• Your instructions:
Gather all lines in the entries that include the word "more".

### Given information

PR #1324, opened 2017-04-13
Replace native hash function with worker_hash

### LINKED ISSUE #1279: INSERT INTO SELECT fails if the partition column doesn't have a native hash function
**How to replicate**

```sql
CREATE TABLE test
(
    id BIGINT,
    time DATE
);

CREATE TABLE test_second
(
    id BIGINT,
    time DATE
);

SELECT create_distributed_table('test', 'time');
SELECT create_distributed_table('test_second', 'time');

INSERT INTO test_second SELECT * FROM test;
```

Fails with 
```sql
postgres=# INSERT INTO test_second SELECT * FROM test;
ERROR:  function pg_catalog.hashint4(date) does not exist
```

**Reason:** PostgreSQL does not have a native hash function for every data type. As a result, if the partition key is one of them like date, bytea the worker query fails. 

**Fix:** We had the same problem in tenant isolation. For a proper fix, we can replace hash_xxx function calls with [worker_hash()](https://github.com/citusdata/citus/blob/4a84ee5512f94bab15d38377abdf646e016586b3/src/backend/distributed/master/master_split_shards.c#L61) function. Check the enterprise repo for example usage!

velioglu:
Fixes #1279.

Since partition columns without native hash function error out while using them with INSERT INTO ... SELECT queries, native hash function is replaced by worker_hash function.

### DIFF
--- a/src/backend/distributed/utils/metadata_cache.c
+++ b/src/backend/distributed/utils/metadata_cache.c
@@ -26,8 +26,10 @@
 #include "commands/extension.h"
 #include "commands/trigger.h"
 #include "distributed/colocation_utils.h"
+#include "distributed/citus_ruleutils.h"
 #include "distributed/master_metadata_utility.h"
 #include "distributed/metadata_cache.h"
+#include "distributed/multi_logical_optimizer.h"
 #include "distributed/pg_dist_local_group.h"
 #include "distributed/pg_dist_node.h"
 #include "distributed/pg_dist_partition.h"
@@ -99,6 +101,7 @@ static Oid distShardPlacementNodeidIndexId = InvalidOid;
 static Oid distTransactionRelationId = InvalidOid;
 static Oid distTransactionGroupIndexId = InvalidOid;
 static Oid extraDataContainerFuncId = InvalidOid;
+static Oid workerHashFunctionId = InvalidOid;
 
 /* Citus extension version variables */
 bool EnableVersionChecks = true; /* version checks are enabled */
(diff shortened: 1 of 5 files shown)


onderkalaci:
> hashint4 function is replaced by worker_hash functio

A minor note on the title: I think this definition does not look accurate enough. `INSERT .. SELECT` does not necessarily uses `inthash4`, it uses `partition_key_hash_func` when necessary.

sumedhpathak:
Is this only for Insert...Select queries? Or are we replacing the hash-function for all hash-partitioned types?

metdos:
> Is this only for Insert...Select queries? Or are we replacing the hash-function for all hash-partitioned types?

This is just for Insert...Select queries. We use same hash-functions but they will be resolved at worker nodes.

src/test/regress/sql/multi_insert_select.sql
```diff
@@ -1574,6 +1574,29 @@ INSERT INTO text_table (part_col) SELECT val FROM text_table;
...
+(
+    id BIGINT,
+    time DATE
+);
+
+SELECT create_distributed_table('test', 'time');
+SELECT create_distributed_table('test_second', 'time');
+
+INSERT INTO test VALUES(1, '11-11-1980');
+INSERT INTO test_second SELECT * FROM test;
```
metdos: Maybe, we can use more meaningful names for temporary tables;

`test ` -> `raw_table`
`test_second ` -> `summary_table`

Then;
```sql
INSERT INTO summary_table SELECT time, count(*) FROM raw_table;
```

src/backend/distributed/utils/metadata_cache.c
```diff
@@ -1452,6 +1455,28 @@ CitusExtraDataContainerFuncId(void)
 }
 
 
+/* return oid of the worker_hash function */
+Oid
+CitusWorkerHashFunctionId(void)
+{
+	Oid citusExtensionOid = InvalidOid;
+	Oid citusSchemaOid = InvalidOid;
+	char *citusSchemaName = 0;
```
metdos: This should be NULL because this is a pointer.

metdos: Actually, we can get these declarations into if block (they are only used there) and merge them with definitions.

src/test/regress/sql/multi_insert_select.sql
```diff
@@ -1574,6 +1574,29 @@ INSERT INTO text_table (part_col) SELECT val FROM text_table;
...
+(
+    id BIGINT,
+    time DATE
+);
+
+SELECT create_distributed_table('raw_table', 'time');
+SELECT create_distributed_table('summary_table', 'time');
+
+INSERT INTO raw_table VALUES(1, '11-11-1980');
+INSERT INTO summary_table SELECT * FROM raw_table;
```
metdos: This looks more meaningful I think;

```sql
INSERT INTO summary_table SELECT time, count(*) FROM raw_table GROUP BY time;
```

So we also need to update the `summary_table` table.
```sql
CREATE TABLE summary_table
 (
          time DATE,
          count BIGINT
 );
```

metdos:
Looks good 🚀

PR #1332, opened 2017-04-18
Set default value of isactive to true

### LINKED ISSUE #1330: citus--6.2-2--6.2-3.sql upgrade breaks existing setups by marking all nodes inactive
Because the update script simply does
```
ALTER TABLE pg_dist_node ADD isactive bool;
```
the `isactive` column will be set to NULL for all pre-existing rows, which `TupleToWorkerNode()` will blithely ignore (because HeapTupleHasNulls() only checks for existing columns, not for ones later added), which'll end up with `workerNode->isActive` being set to false.

byucesoy:
Fixes #1330 

With this change, we set to default value of isactive column to true so that upgrading users' all nodes will be marked as active to not break their environment.

### DIFF
--- a/src/backend/distributed/citus--6.2-2--6.2-3.sql
+++ b/src/backend/distributed/citus--6.2-2--6.2-3.sql
@@ -2,7 +2,7 @@
 
 SET search_path = 'pg_catalog';
 
-ALTER TABLE pg_dist_node ADD isactive bool;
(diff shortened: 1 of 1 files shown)


byucesoy:
Yes, I also manually tested upgrading from 6.1 to 6.2-3 and from 6.2-2 to 6.2-3.

PR #1334, opened 2017-04-18
master_citus_tools.c: PVS-Studio: CWE-476 (NULL Pointer Dereference)

SvyatoslavRazmyslov:
We have found and fixed a weakness using PVS-Studio tool. PVS-Studio is a static code analyzer for C, C++ and C#: https://www.viva64.com/en/pvs-studio/

We suggests having a look at the emails, sent from @pvs-studio.com. 

Analyzer warning: [V595](https://www.viva64.com/en/w/V595/) The 'errorMessage' pointer was utilized before it was verified against nullptr. Check lines: 438, 447. master_citus_tools.c 438


marcocitus:
Thanks, this is fixed in master.

PR #1335, opened 2017-04-18
colocation_utils.c: PVS-Studio: underflow of the buffer 'values'

SvyatoslavRazmyslov:
We have found and fixed a bug using PVS-Studio tool. PVS-Studio is a static code analyzer for C, C++ and C#: https://www.viva64.com/en/pvs-studio/

We suggests having a look at the emails, sent from @pvs-studio.com.

Analyzer warning: [V512](https://www.viva64.com/en/w/V512/) A call of the 'memset' function will lead to underflow of the buffer 'values'. colocation_utils.c 641


marcocitus:
Thanks, fixed this in master.

PR #1441, opened 2017-06-06
Allow COPY after a multi-shard command

marcocitus:
Minor enhancement that came up in #1402.

This removes the `XactModificationLevel` check at the start of COPY that was made redundant by consistently using `GetPlacementConnection`.


src/test/regress/sql/multi_modifying_xacts.sql
```diff
@@ -162,6 +162,16 @@ INSERT INTO labs VALUES (6, 'Bell Labs');
 \.
 COMMIT;
 
+-- COPY cannot be performed if multiple shards were modified over the same connection
```
marcocitus: Added

Issue #1394, opened 2017-05-06
Deadlock Handling (Parent Issue)


anarazel:
This is issue is just the high-level overview issue.  Individual sub-tasks have/will get their own tickets.  Please edit the top-level description to integrate agreed upon changes (and just make plain correction/refinements), so the overall design is visible in one-place.

A number of issues like:
- #1131 - UPDATE on multiple shards natively works 
- #1130 - DELETE on multiple shards natively works 
- #455 - Add support for multi-row INSERT statements
- #1328 Expand transaction coverage for queries that touch reference and distributed tables 
- #please-expand

are essentially blocked because we currently have neither detection nor handling of distributed deadlocks.  So far that's mostly handled by prohibiting commands / combinations of commands that could trigger deadlocks (causing usability issues) or by making them acquire more heavyweight locks than strictly necessary (causing concurrency / practicability issues).  There's several ways that such deadlocks can still be triggered, however.

[ INSERT DISTRIBUTED DEADLOCK REFERENCE/EXPLANATION?]

We're planning to implement two approaches to handle deadlocks:
1. Detect distributed deadlocks, and abort them.  This requires communication between nodes, and will be primarily important for deadlocks triggered by in-fortune sequencing of actions by the user (e.g. separate UPDATE statements within a transaction, that are not well ordered).  This'll trigger after a configurable timeout, and will usually detect deadlocks that already lasted several seconds.
1. Implement Wound/Wait for commands that opt into it.  Wound-wait, very much simplified, will cancel a "younger" transaction if an "older" requires a resource.  That allows for very fast (heuristic) deadlock detection, guarantees global progress, and is fair. Particularly useful for multi-row commands that can reasonably expected to occasionally experience deadlocks.  Depending on the command and the state in which it is sent (first in xact), the canceled command can transparently be retried.  By retaining the original transaction id, there's a guarantee of eventual progress in cases where retries are possible.

Subtasks of this are:

1. Make everything in Citus cancelable, otherwise we'll not be able to handle deadlocks by aborting (#1100, #1121)
1. Code that sends multiple commands over various connections in parallel, needs to be properly non-blocking (rather than as currently often done, be implemented by asynchronously sending commands to all, then synchronously waiting for results 1-by-1).  Otherwise additional and unnecessary deadlocks can be introduced.  There's also a good chunk in performance benefit in doing so.
[...]

PR #1447, opened 2017-06-12
Rough Prototype: Distributed Deadlock Detection

anarazel:
This is a very basic implementation of distributed deadlock detection as sketched out in #1394.

In my very limited tests it seems to be working reasonably well, so I think the concept has at least some merit.  There's obviously still a lot left to do, this is definitely not even close to being mergeable.  Most commit message have at least some detail.

As an example:
```
Setup:
CREATE TABLE test_table (test_id integer primary key, data text, data2 text);
SELECT create_distributed_table('test_table', 'test_id', 'hash');
INSERT INTO test_table VALUES (1);
INSERT INTO test_table VALUES (5);
postgres[18016][1]=# SELECT get_shard_id_for_distribution_column('test_table', 1);
┌──────────────────────────────────────┐
│ get_shard_id_for_distribution_column │
├──────────────────────────────────────┤
│                               102041 │
└──────────────────────────────────────┘
(1 row)

Time: 0.931 ms
postgres[18016][1]=# SELECT get_shard_id_for_distribution_column('test_table', 2);
┌──────────────────────────────────────┐
│ get_shard_id_for_distribution_column │
├──────────────────────────────────────┤
│                               102064 │
└──────────────────────────────────────┘
(1 row)

S1:
BEGIN;
UPDATE test_table SET data = '' WHERE test_id = 1; 

S2:
BEGIN;
UPDATE test_table SET data = '' WHERE test_id = 5;

S1:
UPDATE test_table SET data = '' WHERE test_id = 5;

S2:
UPDATE test_table SET data = '' WHERE test_id = 1;
ERROR:  57014: canceling statement due to user request
LOCATION:  ProcessInterrupts, postgres.c:2988
```

### DIFF
--- a/src/backend/distributed/Makefile
+++ b/src/backend/distributed/Makefile
@@ -11,7 +11,7 @@ EXTVERSIONS = 5.0 5.0-1 5.0-2  \
 	6.0-1 6.0-2 6.0-3 6.0-4 6.0-5 6.0-6 6.0-7 6.0-8 6.0-9 6.0-10 6.0-11 6.0-12 6.0-13 6.0-14 6.0-15 6.0-16 6.0-17 6.0-18 \
 	6.1-1 6.1-2 6.1-3 6.1-4 6.1-5 6.1-6 6.1-7 6.1-8 6.1-9 6.1-10 6.1-11 6.1-12 6.1-13 6.1-14 6.1-15 6.1-16 6.1-17 \
 	6.2-1 6.2-2 6.2-3 6.2-4 \
-	7.0-1 7.0-2
+	7.0-1 7.0-2 7.0-3
 
 # All citus--*.sql files in the source directory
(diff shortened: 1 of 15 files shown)


anarazel:
@marcocitus @onderkalaci I've an approach that works to override the default error message (basically putting information about the error in shared memory, and overwriting it in the log emission handler. Not pretty, but works). For the shared memory I think it'd be best to integrate that into the shared memory segment that we use to store the distributed transaction id - it seems pointless to have several such arrays.  Does that make sense to you two?  If so I think it'd make sense to delay working on that item until the distributed transaction id infrastructure is finished (cc: @sumedhpathak).

anarazel:
@onderkalaci There seems little of value left in this PR, should we close it and delete the branch?

onderkalaci:
> @onderkalaci There seems little of value left in this PR, should we close it and delete the branch?

I'm closing the PR, but will keep the branch for one more week 😄

PR #1448, opened 2017-06-13
Use placement connection to drop shards instead of node connection

velioglu:
In order to call drop shards with create_distributed_table in the same transaction, connect to nodes with placement connection rather than node connection.

### DIFF
--- a/src/test/regress/expected/multi_transactional_drop_shards.out
+++ b/src/test/regress/expected/multi_transactional_drop_shards.out
@@ -197,9 +197,6 @@ SELECT master_create_empty_shard('transactional_drop_shards');
 BEGIN;
 INSERT INTO transactional_drop_shards VALUES (1);
 DROP TABLE transactional_drop_shards;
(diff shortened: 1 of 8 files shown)


src/test/regress/expected/multi_transactional_drop_shards.out
```diff
@@ -242,7 +239,11 @@ Table "public.transactional_drop_shards_1410005"
 BEGIN;
 INSERT INTO transactional_drop_shards VALUES (1);
 SELECT master_apply_delete_command('DELETE FROM transactional_drop_shards');
-ERROR:  shard drop operations must not appear in transaction blocks containing other distributed modifications
+ master_apply_delete_command 
+-----------------------------
+                           1
+(1 row)
+
```
marcocitus: Could you also add a test for DDL + DROP table and maybe COPY + DROP table?

marcocitus: Maybe also create_distributed_table+DROP table since that's mentioned in the PR description :)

######

• Exercise result:
metdos: Maybe, we can use more meaningful names for temporary tables;
metdos: This looks more meaningful I think;
are essentially blocked because we currently have neither detection nor handling of distributed deadlocks.  So far that's mostly handled by prohibiting commands / combinations of commands that could trigger deadlocks (causing usability issues) or by making them acquire more heavyweight locks than strictly necessary (causing concurrency / practicability issues).  There's several ways that such deadlocks can still be triggered, however.
I'm closing the PR, but will keep the branch for one more week 😄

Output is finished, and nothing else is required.